I will be putting together 3 production prototypes in the next 2 weeks.  I will be looking for forum members to test and evaluate these prototypes.

I plan on running a dedicated thread for the evaluation process.  If the evaluation goes well, I am planning on making these available for forum members.  I will also be offering a DC output version for controlling blower fans and a blower adapter for 1 1/2" ball valves. Stay tuned....
















SPECS:

PID Control
1200 Watts output
K-type thermocouple
25 Amp breaker

JC


----------



## CFLJOHN512 (Jun 9, 2020)

I wish I had one of these on my MES 130. Had to exchange it the other day.  If this controller goes out I might have to give you a holler.  I’d be willing to swap out mine and run one of yours for feedback if you’d like.  I do about 2 smokes a week, so it would get some use.   I used to run a sweet PID on my brewing equipment years ago. Looks like a nice unit!


----------



## gary s (Jun 9, 2020)

Cool !!

Gary


----------



## fivetricks (Jun 9, 2020)

Heck sign me up, if you're signing folks up that is! :-)
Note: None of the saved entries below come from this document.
Issue #468, opened 2021-03-09
Support CRDs for custom label rules


marquiz:
**What would you like to be added**:

An idea I've been pondering to make adding new rules for the `custom` source easier, without the need to add any new mounts or anything. NFD would specify a new CRD and watch for objects. Not sure what would be the best way to implement this:

1. NFD worker instances would watch the CRs directly themselves
1. NFD master would watch the CRs and communicate rules via gRPC
1. NFD master would watch the CRs and update a predefined ConfigMap that is mounted on the worker containers
1. Do rule processing on master side: NFD worker sends "raw" features to master. Master watches CRs, performs rule processing/matching against the "raw" features and creates labels.

Option 1 would be the obvious simplest choice even if it opens up direct communication of the worker to the control plane. 

**Why is this needed**:

Make dropping in vendor/user specific custom label rules easier, as simple as `kubectl apply -f <rules.yaml>`

**List of individual PRs**:

- ~#543~
- ~#544~
- ~#596~
- ~#597~
- ~#601~
- ~#596~
- ~#642~
- ~#604~
- ~#639~
- ~#464~
- ~#646~
- ~#653~
- ~#654~
- ~#655~
- ~#656~
- ~#553~

Adjacent PRs, building on top and extending the functionality:

- ~#649~
- ~#660~
- ~#661~
- ~#550~
- ~#663~
- #605
- #662

zvonkok:
etcd has the 1.5 MiB object limit size which corresponds to roughly 750 pages of text. I think this should be enough to hold enough rules.

zvonkok:
Regarding 1. does it mean we would have 1 CR that all nfd-workers would read and report the labels ... If we have several hundreds of nodes, how will the API behave is several hundred nfd-workers are reading from the very same CR? 

Should we add a random startup time?

marquiz:
> Regarding 1. does it mean we would have 1 CR that all nfd-workers would read and report the labels ... 

Yes, all workers will need read that config (CR)

> If we have several hundreds of nodes, how will the API behave is several hundred nfd-workers are reading from the very same CR at the same time? Should we add a random startup time?

This is a fair concern. Unfortunately I don't have access to such a cluster. It's not just startup time but any time a new CR is added (or old one updated)

marquiz:
> Regarding 3. only the master would read the CR and the load would be distributed to each node, update of the CM...

Yes. Point of stress would be moved to the configmap

[...]

PR #553, opened 2021-07-08
CRD-based custom node labeling

marquiz:
Enable Custom Resource based label creation in nfd-master. This extends
the previously implemented controller stub for watching NodeFeatureRule
objects. NFD-master watches NodeFeatureRule objects in the cluster and
processes the rules on every incoming labeling request from workers.
The functionality relies on the "raw features" (identical to how
nfd-worker handles custom rules) submitted by nfd-worker, making it
independent of the label source configuration of the worker. This means
that the labeling functions as expected even if all sources in the
worker are disabled.

NOTE: nfd-master is stateless and re-labeling only happens on the
reception of SetLabelsRequest from the worker – i.e. on intervals
specified by the core.sleepInterval configuration option (or
-sleep-interval cmdline flag) of each nfd-worker instance. This means
that modification/creation of NodeFeatureRule objects does not
automatically update the node labels. Instead, the changes only come
visible when workers send their labeling requests.

This PR implements #468, i.e. CRD-based custom node labeling, and builds on top of previous work:
- #464
- #646
- #653
- #654
- #655
- #656

### DIFF
--- a/pkg/nfd-master/nfd-master.go
+++ b/pkg/nfd-master/nfd-master.go
@@ -39,6 +39,7 @@ import (
 	api "k8s.io/api/core/v1"
 	"k8s.io/apimachinery/pkg/api/errors"
 	metav1 "k8s.io/apimachinery/pkg/apis/meta/v1"
+	"k8s.io/apimachinery/pkg/labels"
 	restclient "k8s.io/client-go/rest"
 	"k8s.io/klog/v2"
 
@@ -179,6 +180,7 @@ func (m *nfdMaster) Run() error {
 		if err != nil {
 			return err
 		}
+		klog.Info("starting nfd LabelRule controller")
 		m.nfdController = newNfdController(kubeconfig)
 	}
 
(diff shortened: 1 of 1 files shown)


marquiz:
All feedback is very much appreciated. Especially on the soundness of the whole concept.

Some concerns/questions from the top of my head below, just talking out loud...

### Data format

I've been pondering the data representation of "raw" features, i.e. is it good (enough). In this patchset NFD now under the hood uses a unified data model of all the "raw features" (not talking about labels here) it is detecting.

Basically we divide feature types into three categories:

1. "key-only features": features that don't have any value other than "present" or "not present". Examples are CPUID flags or loaded kernel nodules
2. "value features": features that have a value associated with it. Examples are kernel config flags or os-release information.
3. "instance features": features that cannot be represented by a single key-value pair (or key-only) but consist of mulitple attributes (key-value pairs). Examples are pci and usb devices

On the higher level, data representation of all detected features (from all features sources) is fixed into a three level hierarchy:
`<source-name>.<feature-name>.<single-feature-instance>`.

In go code this is a bit more complicated looks something like this (in a pseudo-ish golang):

```
// Name of the feature source e.g. "cpu" or "pci"
type FeatureSourceName string

// Name of the feature under the feature source e.g. "cpuid" (cpu) or "device" (pci)
type FeatureName string

// All features from all the feature sources
type AllFeatures map[FeatureSourceName]struct {
	// "key-only" features like cpuid or loaded kernel modules
	Keys map[FeatureName]struct {
		Features map[string]struct{}
	}

	// "key-value" features e.g. kernel version or kernel config flags
	Values map[FeatureName]struct {
		Features map[string]string
	}

	// "instance features" like pci or usb devices
	Instances map[FeatureName]struct {
		Features []struct {
			Attributes map[string]string
		}
	}
}
```

This data representation trickles down everywhere and to the rule format and CRD, too. The unified representation is nice in the sense that it reduces the lines of code dramatically and also simplifies the CRD schema plus makes it stable. Basically any new features added to NFD is automatically supported (because of the unified data representation and unified rule schema) with essentially no changes required in the CRD spec or rules.

My only concern is that is this flexible enough as we're fixed with the three-level hierarchy and cannot specify arbitrary data structures for the features. For example, Intel Speed Select Technology we now have `cpu["sst"].Features["bf.enabled"]` even though `cpu.sst.bf.enabled` (just nested structs and a bool in the end) might be more logical representation. However, the downside is that every feature needs a rule type of its own, similar to what we currently have in master (the custom rules). This also means that any added feature potentially changes the CRD API making is potentially way messier.

### MatchExpressions

The `key` attribute of matchexpressions is implicit os the set of expressions are are presented as a map - the map key is used as the `key` attribute of the matchexpression. This has the limitation that you cannot specify more than one expression per key. I originally thought that this does not matter but now realized that there is actually one case where you would need this property: if you want to check that a value is between two values - in this case you'd need both `Lt` and `Gt` expressions. Talking out loud: maybe this should be changed...

### Naming

I'm not happy with all the terms/naming that I've come up with. Need to think through it.

ArangoGutierrez:
Not yet ready for review? 
I want to jump into this PR as soon as it moves out of draft !

marquiz:
> Not yet ready for review?
> I want to jump into this PR as soon as it moves out of draft !

#464 would be the first part. But even that is not ready yet, missing unit tests and documentation. I will work on these in the coming weeks, for sure, as I want to get these finally in shape, too.

marquiz:
Removing draft status. However, I'll split multiple smaller PRs out of this
/hold

marquiz:
Still based on #464 but I dropped all the non-essential/auxiliary/adjacent stuff (like templating, backreferences etc) to make this PR more focused. I will still split out smaller pieces of this. The "adjacencies" are not lost either - I will submit those as separate PRs, too.

ArangoGutierrez:
@marquiz rebase needed

marquiz:
#656 was merged -> rebased and PR description updated
/unhold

I've been anxiously awaiting these from you!


----------



## SecondHandSmoker (Jun 9, 2020)

JC,

Very nice and clean looking.


----------



## JC in GB (Jun 9, 2020)

Glad to see there is interest.  I will get the enclosures to the metal shop for cutting...

JC


----------



## SecondHandSmoker (Jun 9, 2020)

JC in GB said:


> Glad to see there is interest.  I will get the enclosures to the metal shop for cutting...
> 
> JC




Kind of makes me wish a I had an MES.


----------



## checkdude (Jun 9, 2020)

Very nice. My MES is only 2 years old and works ok but not perfect by  any means.  Once you're up and running I would certainly be interested in purchasing one. As to building something myself I seem to have a mental block lol. Good luck!


----------



## dr k (Jun 9, 2020)

Nice! Does the power cord with red insulated lugs have a ground to an access cover screw? I can't see it.


----------



## Steve H (Jun 10, 2020)

Nice build. I'm sure you'll have interested parties for the trial stage.


----------



## JC in GB (Jun 10, 2020)

dr k said:


> Nice! Does the power cord with red insulated lugs have a ground to an access cover screw? I can't see it.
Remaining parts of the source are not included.